In general, most of my Bayesian models have well over 10 parameters, and I’ve worked on models with tens of thousands. For example a model of economic outcomes in each of the Public Use Microdata Areas from the census. Each of those has ~ 100k people in it, and so given there are 330M people in the US, there are about 3300 PUMAs, each one needed 5 or 10 parameters to describe the local economic conditions… with geographic partial pooling, etc.
To me, the delight of Bayesian methods is that you can construct meaningful models like this which inevitably involve many parameters. What mechanisms are there to do meaningful plots by slicing and dicing the parameters into subsets etc?
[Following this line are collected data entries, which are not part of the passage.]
PR #33, opened 2020-04-20
API docs

antocuni:
I wrote something to document a bit of the API. It's not a reference manual of course, but it should be enough to have a grasp on hpy ideas

### DIFF
--- a/docs/api.rst
+++ b/docs/api.rst
@@ -114,3 +114,23 @@ identity, you can use ``HPy_Is()``::
    indices into a list, which is itself managed by the GC. When an object
    moves, the GC fixes the address into the list, without having to touch all
    the handles which have been passed to C.
+
+
+HPyContext
+-----------
+
+All HPy function calls take a ``HPyContext`` as a first argument, which
+represents the the Python interpreter all the handles belong to.  Strictly
+speaking, it would be possible to design the HPy API without using
+``HPyContext``: after all, all HPy function calls are ultimately mapped to
+Python/C function call, where there is no notion of context.
+
+One of the reasons to include ``HPyContext`` from the day one is to be
+future-proof: it is conceivable to use it to hold the interpreter or the
+thread state in the future, in particular when there will be support for
+sub-interpreter.  Another possible usage could be to embed different versions
+or implementations of Python inside the same process.
+
+Moreover, ``HPyContext`` is used by the HPy Universal ABI to contain a sort of
+virtual function table which is used by the C extensions to call back into the
+Python interpreter.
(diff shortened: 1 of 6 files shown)


docs/api.rst
```diff
@@ -0,0 +1,282 @@
...
+
+The concept of handles is certainly not unique to HPy. Other examples include
+Unix file descriptors, where you have ``dup()`` and ``close()``, and Windows'
+``HANDLE``, where you have ``DuplicateHandle()`` and ``CloseHandle()``.
+
+
+Handles vs ``PyObject *``
+~~~~~~~~~~~~~~~~~~~~~~~~~
+
+.. XXX I don't like this sentence, but I can't come up with anything better
```
ammaraskar, line 30: It reads fine to me :)

I'd maybe phrase it as:

> The biggest difference is that in the old Python/C API, multiple ``PyObject
> *`` references to the same objects are completely equivalent to each other. They can be passed to Python/C API functions interchangeably _including_ memory management APIs.
> 
> In particular, it does not matter which particular reference you call ``Py_INCREF`` and ``Py_DECREF`` on, as long as the total number of increfs and decrefs to the underlying object is the same at the end of the object lifetime.

docs/api.rst
```diff
@@ -0,0 +1,282 @@
...
+      HPy x = HPyLong_FromLong(ctx, 42);
+      HPy y = HPy_Dup(ctx, x);
+      /* ... */
+      // we need to close x and y independently
+      HPy_Close(ctx, x);
+      HPy_Close(ctx, y);
+  }
+
+Calling ``HPy_Close()`` on the same handle twice is an error.  Forgetting to
+call ``HPy_Close()`` on a handle results in a memory leak.  When running in
```
ammaraskar, line 64: What about operating on a `HPy_Close()`'d handle?

docs/api.rst
```diff
@@ -0,0 +1,282 @@
...
+:ref:`debug mode`, HPy actively checks that you that you don't close a handle
+twice and that you don't forget to close any.
+
+
+.. note::
+  The debug mode is a good example of how powerful it is to decouple the
+  lifetime of handles and the lifetime of an objects.  If you find a memory
+  leak on CPython, you know that you are missing a ``Py_DECREF`` somewhere but
```
ammaraskar, line 72: If you have the willingness, it might be worth mentioning the other case as well. That is, you have an extra `Py_DECREF` somewhere and then later in an unrelated part of the code you end up calling `Py_DECREF` *after* the object has been free'd.

docs/api.rst
antocuni: thank you, fixed by 278ffa4

docs/api.rst
antocuni: fixed by 278ffa4

docs/api.rst
antocuni: I tried to mention it in ca3b3af, do you think it's good enough?

PR #38, opened 2020-05-09
Add link to documentation in README

ammaraskar:
Should make the compiled sphinx docs a bit more discoverable + show their build status


antocuni:
good idea, thanks!

PR #42, opened 2020-06-08
Refactor methods and slots

antocuni:
This PR refactors how method and trampolines are defined, as discussed on the mailing list.
Current status:
- universal tests works; cpython-mode tests fail (will fix them later)
- methods and slots are represented by the new `HPyMeth` struct, which explicitly contains the impl and the trampoline function pointers:
```c
typedef struct {
    int slot;
    void *impl;                     // function pointer to the implementation
    void *cpy_trampoline;           // used by CPython to call impl
    HPyMeth_Signature signature;    // Indicates impl's expected the signature

    // the following fields are used only if slot == HPy_meth
    const char *name;               // The name of the built-in function/method
    const char *doc;                // The __doc__ attribute, or NULL
} HPyMeth;
```
- `.slot` will be `HPy_meth` for normal methods and things like `HPy_tp_repr`, etc. for slots
- `.signature` comprises both the "standard" method signatures and the slot ones. So it can have values like `HPyMeth_O`, `HPyMeth_NOARGS`, but will also contain things like `HPyMeth_NEW`, `HPyMeth_RICHCMP`, `HPyMeth_UNARY`, etc.
- There is a bit of redundancy between `.slot` and `.signature`, because most slots support only one specific signature. One alternative is to specify only `.slot` and have some logic to deduce the signature automatically. In that case, instead of a single `HPy_meth` value for the slot, we will need `HPy_meth_o`, `HPy_meth_noargs`, etc.

The preferred way to define a method is to use a macro, but you can also define the `HPyMeth` struct explicitly:
```c
HPyMeth_DEFINE(f, "f", f_impl, HPyMeth_NOARGS)
static HPy f_impl(HPyContext ctx, HPy self) { ... }
```
which roughly expands to:
```c
static HPy f_impl(HPyContext ctx, HPy self); // prototype
HPyMeth_TRAMPOLINE(f_trampoline, f_impl, HPyMeth_NOARGS)
HPyMeth f = {
    .slot = HPy_meth,
    .impl = f_impl,
    .cpy_trampoline = f_trampoline,
    .signature = HPyMeth_NOARGS,
    .name = "f"
};
```
The idea is that the `HPyMeth` struct will be fully documented and it will be possible/supported to write them by hand (although you still need to manually call `HPyMeth_TRAMPOLINE` to generate the cpy trampoline). However, we will also provide `HPyMeth_DEFINE` to make the job easier; moreover, since it also declares a prototype for `f_impl`, you get a nice compiler error if by mistake you specify the wrong flag.

One defined, you attach methods to a module in this way (note that you no longer need to specify the various `ml_*` fields in the `moduledef`: they are already specified in the `HPyMeth` struct):
```c
/* in this case, f and g are defined in another C file */
extern HPyMeth f;
extern HPyMeth g;
    .m_name = "mytest",
    .m_doc = "some test for hpy",
    .m_size = -1,
    .methods = { &f, &g, NULL }
};
```
One big advantage over the old solution is that now `HPyMeth` contains explicit pointers to both `impl` and `cpy_trampoline`, instead of using the ugly hack to have a function which returns them when called.

In case you are porting an existing extension, you can easily use your old Python/C methods by using `.legacy_methods`:
```c
#include <Python.h>
PyMethodDef old_methods[] = {
    {"a", (PyCFunction)a, METH_NOARGS},
    {"b", (PyCFunction)b METH_O},
};
    .m_name = "mytest",
    .m_doc = "some test for hpy",
    .m_size = -1,
    .legacy_methods = old_methods,
    .methods = { &f, &g, NULL }
};
```

`HPyType_FromSpec` works similarly; the old `tp_*` slots are represented as `HPyMeth` as well; Again, you can define it manually or use `HPyMeth_SLOT`.  Slots and normal methods are listed together inside `HPyType_Spec.methods[]`, and inside `hpy.universal` there is some logic to "filter out" the `HPy_meth` and put them into an appropriate `PyMethodDef[]` for CPython:
```c
....
HPyMeth_SLOT(Point_new, HPy_tp_new, Point_new_impl, HPyMeth_KEYWORDS);
HPyMeth_DEFINE(Point_foo, "foo", Point_foo_impl, HPyMeth_NOARGS);
static HPyType_Spec Point_spec = {
    .name = "mytest.Point",
    .basicsize = sizeof(PointObject),
    .methods = {
        &Point_new,
        &Point_foo,
        NULL
    }
};
```

The plan is to also have `HPyType_Spec.legacy_slots` which contains the old "cpython-style" slots, to be used when migrating an existing extension piece by piece. It's not implemented yet, though.

There are some more open questions:
- CPython makes a distinction between some function types which are essentially the same; e.g. `reprfunc` is the same as `unaryfunc` which is the same as `METH_NOARGS`. Do we want to keep the distinction and give each one its own value inside the `HPyMeth_Signature` enum, or we want to simplify and collapse all of them into a single value?

- for each different signature, we need a macro to generate a forward-declaration of the "impl" function, and a macro to generate a trampoline. I am considering to autogenerate all of them.

- Do we want to keep the distinction between `.slot` and `.signature` or we want the signature to be automatically deduced by the slot?


antocuni:
I think that the branch is ready to be merged.
It contains many internal changes, which are in part explained by my first message and in part  were discussed on the ML, on IRC.
Internally, the biggest changes are:
1. Create a generic macro-based internal API to declare impl functions and generate trampolines: see `HPyFunc_Signature`, `HPyFunc_DECLARE` and `HPyFunc_TRAMPOLINE`

2. Use the universal `HPyModuleDef` also in the CPython-ABI case; this means that it is no longer an alias for `PyModuleDef`, and that we need to share the code between universal and cpython, as we already do for `HPyType_Spec`. See `hpy/devel/src/runtime/ctx_module.c`, which is shared between the two.

From the user-API point of view, the biggest change is to unify methods and slots into the new `HPyDef` API. The easiest way to explain the change is to look at commit 325ac1c, which refactors `pof.c` to use the new API.

arigo:
(Sorry, don't wait for me and go forward here)

timfel:
This looks very good from my PoV (I would love to get rid of slots vs methods altogether, as discussed on IRC, but alas....) . I asked @fangerer to also take a look, but don't wait if you want to go ahead

antocuni:
> I would love to get rid of slots vs methods altogether, as discussed on IRC, but alas....

I would like that as well. In theory, once we settle down the `nb_add` vs `sq_concat` issue, we could simply list slots as methods whose names are `__add__`, `__getitem__`, etc.
However, the biggest problems to go down that route are:
1. special methods/slots have a different C signature than normal methods, in CPython,
2. CPython makes a difference between e.g. `tp_getattr` and `tp_getattro`, which does not exist at the Python-level: again

These two points makes it harder (impossible?) to unify the two concepts of "normal methods" and "special methods/slots" at the C level, IMHO.

mattip:
NumPy is adopting the approach that assigning to both `nb_add` and `sq_concat` is an error. I think the same thing can be said for any other construct like in (2), and we should feel free to raise an issue on CPython. @vstinner thoughts?

PR #60, opened 2020-08-09
Setuptools support

antocuni:
Factor out the logic to build extensions from `support.py`, and add an official setuptools way to build hpy extensions.

Once this branch is merged, we should also merge the corresponding branch in PyPy, which is `hpy-setuptools-extension`


antocuni:
(this branch also renames `listbuilder.c` into `ctx_listbuilder.c`, to avoid having to special case this file inside `hpy.devel`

The examples in the MCMCChains website don’t really go beyond the basics.
Also for example: MCMCChains says:
" By convention, MCMCChains assumes that parameters with names of the form
"name[index]"
belong to one group of parameters called:name
. You can access the names of all parameters in achain
that belong to the group:name
by runningnamesingroup(chain, :name)
If the chain contains a parameter of name
:name
it will be returned as well.The function
group(chain, :name)
returns a subset of the chainchain
with all parameters in the group:name
."
But that doesn’t seem to be the case… For example in my model there’s Arb[n] for n from 1 to 40, which is the coefficients of the radial basis functions… but doing:
julia> group(chain,:Arb)
ERROR: UndefVarError: group not defined
Stacktrace:
[1] top-level scope at REPL[162]:1
[2] eval(::Module, ::Any) at ./boot.jl:331
[3] eval_user_input(::Any, ::REPL.REPLBackend) at /build/julia-pifKTc/julia-1.4.1+dfsg/usr/share/julia/stdlib/v1.4/REPL/src/REPL.jl:86
[4] run_backend(::REPL.REPLBackend) at /home/dlakelan/.julia/packages/Revise/tV8FE/src/Revise.jl:1165
[5] top-level scope at none:0
I did manage to do this:
plot(chain[:,:Arb,:])
which is apparently a way to subset the variables to those in the Arb group… but then I get:
Which is still not a usable plot.
It looks like this is useful:
plot(chain[:,[Symbol(“As[$i]”) for i in 1:10],:])
which then lets me get sort of reasonable plots… (still don’t know why it lays out with weird margins…), and shows that the NUTS sampler is not moving at all well
So, perhaps some updated info on how best to use Turing to get better mixing etc. would help. I have read through the site a fair amount, and am still not clear on how the different samplers work… like NUTS vs AdvancedHMC.NUTS etc?